The gold star designates the student who will be examined. The teacher tells the students

this and also informs them that the designated student will have no reason to believe that

he is the designated student until after the students break formation.

The students reason: if Eric is the designated student, then he will see four silver stars

ahead of him and from this be able to infer that he is the designated student. So Eric

cannot be the designated student. But if Don is the designated student, then since he will

see three silver stars ahead of him and will realize that Eric is not the designated student,

he will be able to infer that he is the designated student. So Don cannot be the designated

student. And so on.

The students conclude that the specified exam cannot be given. They then break formation

and Carl finds the golden star on his back. (Olin, “Believing in Surprises,” p. 42).

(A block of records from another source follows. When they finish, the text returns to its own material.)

PR #3122, opened 2016-08-11
MULE-10115: Review how correlation is implemented/achieved

elrodro83:
* Introduce MessageExecutionContext
* Add Correlation to Event
* Remove correlation from message
* Remove enableCorrelation flag
* Introduce MuleCompatibilityMessage


core/src/main/java/org/mule/runtime/core/DefaultMessageExecutionContext.java
```diff
@@ -0,0 +1,63 @@
...
+import java.io.Serializable;
+import java.util.Date;
+import java.util.Optional;
+
+/**
+ * Default immutable implementation of {@link MessageExecutionContext}.
+ *
+ * @since 4.0
+ */
+public class DefaultMessageExecutionContext implements MessageExecutionContext, Serializable {
```
dfeist: Can this be final?

core/src/main/java/org/mule/runtime/core/api/MessageExecutionContext.java
```diff
@@ -0,0 +1,36 @@
...
+  /**
+   * @return the unique id that identifies all {@link MuleEvent}s of the same context.
+   */
+  String getId();
+
+  /**
+   * @return the correlation id that was set by the {@link MessageSource} for the first {@link MuleEvent} of this context, if
+   *         available.
+   */
+  Optional<String> getSourceCorrelationId();
```
dfeist: I'd use `getCorrelationId()` and in implementation class document that if context was created without an explicit correlationId then `id` is used.

core/src/main/java/org/mule/runtime/core/api/MessageExecutionContext.java
```diff
@@ -0,0 +1,36 @@
...
+
+  /**
+   * @return a timestamp indicating when the message was received by the {@link MessageSource}.
+   */
+  Date getReceivedDate();
+}
```
dfeist: We need to determine what else goes here.  If this isn't going to have muleContext/flowConstruct then we need  server/app and flow identifiers ideally, unless the flow identifier we use composing server-app-flow id's.

If we have flow app, then maybe there isn't need for source name/uri, but we should check what notification requirements are, because it wouldn't be ideally to have to lookup uri from flow name in runtime.

core/src/main/java/org/mule/runtime/core/api/MessageExecutionContext.java
```diff
@@ -0,0 +1,36 @@
...
+  /**
+   * @return the correlation id that was set by the {@link MessageSource} for the first {@link MuleEvent} of this context, if
+   *         available.
+   */
+  Optional<String> getSourceCorrelationId();
+
+  /**
+   * @return a timestamp indicating when the message was received by the {@link MessageSource}.
+   */
+  Date getReceivedDate();
```
dfeist: Use `java.time.OffsetTime`.  I would call this method `getRecievedTime`.

core/src/main/java/org/mule/runtime/core/api/MuleEvent.java
```diff
@@ -40,6 +42,40 @@
...
+   * in the message.
+   *
+   * @return the id for this message or null value if one hasn't been set
+   */
+  String getCorrelationId();
+
+  /**
+   * @return {@code true} if the source of this event has set a correlation id (see {@link #getCorrelationId()}).
+   */
+  boolean hasSourceCorrelation();
```
dfeist: I don't think this is needed, from event perspective it should be transparent if source set a custom id or not.

core/src/main/java/org/mule/runtime/core/DefaultMessageExecutionContext.java
```diff
@@ -0,0 +1,63 @@
...
+  }
+
+  /**
+   * Builds a new execution context with the given parameters.
+   * 
+   * @param id the unique id that identifies all {@link MuleEvent}s of the same context.
+   * @param sourceCorrelationId the correlation id that was set by the {@link MessageSource} for the first {@link MuleEvent} of
+   *        this context, if available.
+   */
+  public DefaultMessageExecutionContext(String id, String sourceCorrelationId) {
```
dfeist: Id should be UUID not exposed in constructor i thought.  Also defining a separate/user correlation id should be optional and have it's own constructor IMO.

core/src/main/java/org/mule/runtime/core/DefaultMuleEvent.java
```diff
@@ -990,6 +958,37 @@ public void setSecurityContext(SecurityContext context) {
...
+  }
+
+  @Override
+  public Correlation getCorrelation() {
+    return correlation;
+  }
+
+  @Override
+  public String getCorrelationId() {
+    return getCorrelation().getId().orElse(getExecutionContext().getSourceCorrelationId().orElse(getMessage().getUniqueId()));
```
dfeist: Event shouldn't care about context.id vs context.correlationId.  This logic should take into account parent event shouldn't it?

core/src/main/java/org/mule/runtime/core/message/Correlation.java
```diff
@@ -37,21 +37,16 @@
    * @param groupSize see {@link #getGroupSize()}.
    * @param sequence see {@link #getSequence()}.
    */
-  Correlation(String id, Integer groupSize, Integer sequence) {
+  public Correlation(String id, Integer groupSize, Integer sequence) {
```
dfeist: Can you move class instead of change access?

core/src/main/java/org/mule/runtime/core/message/Correlation.java
```diff
@@ -37,21 +37,16 @@
...
-   * The id is associated with the message using the underlying transport protocol. As such not all messages will support the
-   * notion of a id i.e. tcp or file. In this situation the correlation Id is set as a property of the message where it's up to
-   * developer to keep the association with the message. For example if the message is serialised to xml the id will be available
-   * in the message.
+   * If present, this id will take precedence over any correlationId already set for the event.
    *
-   * @return the id for this message or null value if one hasn't been set
+   * @return the correlation id for this event or null value if one hasn't been set
    */
   public Optional<String> getId() {
```
dfeist: I'm not sure why this would be null.

core/src/main/java/org/mule/runtime/core/routing/filters/ExpressionFilter.java
```diff
@@ -80,7 +84,8 @@ public boolean accept(MuleMessage message) {
     }
 
     // TODO MULE-9341 Remove Filters. Expression filter will be replaced by something that uses MuleEvent.
-    return accept(new DefaultMuleEvent(message, MessageExchangePattern.ONE_WAY, new Flow("", muleContext)));
+    return accept(new DefaultMuleEvent(new DefaultMessageExecutionContext(muleContext.getUniqueIdString(), null), message,
```
dfeist: Why are you using app id for execution context id?

core/src/main/java/org/mule/runtime/core/message/Correlation.java
elrodro83: This is being called from more places now

core/src/main/java/org/mule/runtime/core/DefaultMuleEvent.java
elrodro83: Yes, implementing the parent-child is something i have to do yet

core/src/main/java/org/mule/runtime/core/message/Correlation.java
elrodro83: This will only be set by the compatibility code, otherwise should always be null

core/src/main/java/org/mule/runtime/core/routing/filters/ExpressionFilter.java
elrodro83: it is an uuid

core/src/main/java/org/mule/runtime/core/DefaultMessageExecutionContext.java
```diff
@@ -6,58 +6,110 @@
...
   private static final long serialVersionUID = -3664490832964509653L;
 
+  /**
+   * Builds a new execution context with the given parameters.
+   * 
+   * @param context the {@link MuleContext} of the application that is building this context.
+   * @param flow the flow that processes events of this context. 
+   * @param correlationId See {@link MessageExecutionContext#getCorrelationId()}.
+   */
+  public static MessageExecutionContext buildContext(MuleContext context, FlowConstruct flow) {
```
dfeist: FlowConstruct has MuleContext already doesn't it?  I think `create` works better here as this isn't a builder.

core/src/main/java/org/mule/runtime/core/DefaultMuleEvent.java
```diff
@@ -981,12 +980,7 @@ public Correlation getCorrelation() {
 
   @Override
   public String getCorrelationId() {
-    return getCorrelation().getId().orElse(getExecutionContext().getSourceCorrelationId().orElse(getMessage().getUniqueId()));
-  }
-
-  @Override
-  public boolean hasSourceCorrelation() {
-    return getExecutionContext().getSourceCorrelationId().isPresent();
+    return getCorrelation().getId().orElse(getExecutionContext().getCorrelationId().orElse(getMessage().getUniqueId()));
```
dfeist: If this logic needs to be here then fine, but ideally we'd encapsulate some of this inside Correlation object wouldn't we if possible?

core/src/main/java/org/mule/runtime/core/el/context/MessageContext.java
```diff
@@ -52,6 +54,10 @@ public String getRootId() {
     return event.getMessage().getMessageRootId();
   }
 
+  public Correlation getCorrelation() {
```
dfeist: Do we need to add this give MEL will be deprecated?

core/src/main/java/org/mule/runtime/core/DefaultMessageExecutionContext.java
```diff
@@ -0,0 +1,108 @@
...
+ */
+public final class DefaultMessageExecutionContext implements MessageExecutionContext, Serializable {
+
+  private static final long serialVersionUID = -3664490832964509653L;
+
+  /**
+   * Builds a new execution context with the given parameters.
+   * @param flow the flow that processes events of this context. 
+   */
+  public static MessageExecutionContext createContext(FlowConstruct flow) {
```
dfeist: Just "Create"? Because this can't be used with a static import as it is because it's not clear if it creates a MuleContext or ExceutionContext etc.

core/src/main/java/org/mule/runtime/core/DefaultMessageExecutionContext.java
```diff
@@ -0,0 +1,108 @@
...
+   */
+  public static MessageExecutionContext createContext(FlowConstruct flow, String correlationId) {
+    DefaultMessageExecutionContext executionContext =
+        new DefaultMessageExecutionContext(flow.getMuleContext().getUniqueIdString(), correlationId);
+    executionContext.serverId = generateId(flow.getMuleContext());
+    executionContext.flowName = flow.getName();
+    return executionContext;
+  }
+
+  private static String generateId(MuleContext context) {
```
dfeist: Why is server id being created here?

core/src/main/java/org/mule/runtime/core/DefaultMuleEvent.java
```diff
@@ -990,6 +905,35 @@ public void setSecurityContext(SecurityContext context) {
...
+  }
+
+  @Override
+  public Correlation getCorrelation() {
+    return correlation;
+  }
+
+  @Override
+  public String getCorrelationId() {
+    return getCorrelation().getId().orElse(getExecutionContext().getCorrelationId().orElse(getMessage().getUniqueId())
```
dfeist: For performance this should be fixed value defined when event is build.  But this can be done along with work on EventBuilder.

Prop. Solution: Denying Knowledge of

Future Contingents • Proposal: presumably the teacher is free to choose the day of the exam. If

the statement “the exam will be on Wednesday” is true it a contingent

rather than a necessary truth. In lecture 6.3, slides #18 we saw that

Aristotle claims that future contingents are neither true nor false. (Aristotle

felt compelled to make this move to disprove fatalism.) In lecture 11.3, slide

#4 we saw that knowledge implies truth (factivity of knowledge). Whatever

is known is true. But if future contingents are neither true nor false, then the

student cannot know that the exam will be on Wednesday. Similarly she

cannot know that the exam will be on any of the other days. Thus, the

teacher’s announcement cannot be known.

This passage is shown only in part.